In its ninth annual examination of high school exit-exam trends, the Center on Education Policy notes the continuation of key assessment trends in high school and the addition of new trends that, taken together, suggest a net increase in testing is taking shape for high school students.
“The bottom line is that high schools tomorrow will face more testing, not less,” said Jack Jennings, the center’s president. “It could improve things in high school, but only if it’s done right.”
The Washington-based research and policy group found a continued rise in the number of states using an exit exam, which it defines as a test students must pass in order to graduate. Twenty-eight states now have such requirements, up from 26 in the 2009 report. Three quarters of the nation’s students now attend schools in states that give exit exams. Only half did so when the organization first studied the exit-exam landscape in 2002. (“Study Says to States: Don’t Rush; Provide Support on Exit Exams,” Sept. 4, 2002.)

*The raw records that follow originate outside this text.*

PR #1063, opened 2021-12-10
Improvements to nullable / boxing

### LINKED ISSUE #87: Boxing performance analysis
Investigate boxing performance. Currently boxing is being done by both .NET and WinRT, investigate this and other things we can do in the projection.

manodasanW:
Created specialized versions of some of the common nullable types to make use of function pointers rather than delegates and avoid generic marshalers.

Fixed issue with nullable delegates where we can't associate them with 2 different pointers (delegate ptr and nullable ptr) and as part of that also improved how we return back wrapped nullable objects which were used for types and strings and now also used for delegates.

Fixes #87

### DIFF
--- a/src/Tests/TestComponentCSharp/Class.cpp
+++ b/src/Tests/TestComponentCSharp/Class.cpp
@@ -1407,6 +1407,11 @@ namespace winrt::TestComponentCSharp::implementation
         return winrt::unbox_value<hstring>(obj);
     }
 
+    winrt::TestComponentCSharp::ProvideInt Class::UnboxDelegate(WF::IInspectable const& obj)
+    {
+        return winrt::unbox_value<TestComponentCSharp::ProvideInt>(obj);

The popularity of end-of-course exams continues to grow, both in states that use them as a graduation requirement and in states that don’t, the CEP found. The tilt toward end-of-course tests means that more states are requiring exams that examine students’ mastery of the material contained in a specific course, instead of giving a broad, “comprehensive” one in math and English that might cover more than a year of material.
Twenty-three states currently give end-of-course tests. Only seven use them as exit exams, according to the CEP, but another 10 plan to begin doing so.
States increasingly are requiring students to take a college-entrance exam—the ACT or SAT—or a workplace-readiness test such as WorkKeys, the study found. They typically use such tests to gauge how well schools are preparing students for college or work, to pinpoint weak areas in which students need support, or to help students set higher sights for themselves, rather than as graduation requirements. A few use them for federal accountability purposes, or to determine eligibility for state scholarships.
More states also are requiring or considering some form of portfolio assessment, in which students are judged on samples of their work or a senior project, the study says. In some cases, such work is being factored into graduation decisions.
A new crop of tests, anticipated by 2014, could complicate the picture of high school assessments, as well. They are being designed by two groups of states that have federal grants to craft tests for the new set of common standards that have been adopted so far by 43 states and the District of Columbia. Their plans are still in the early stages, though at the high school level both envision some form of “through-course” or “distributed” design, in which students take varying types of mathematics and English tests during the year, from multiple-choice to more extended or performance-based tasks. Whether that represents a net increase in high school testing will vary state to state, depending on each one’s current testing approach.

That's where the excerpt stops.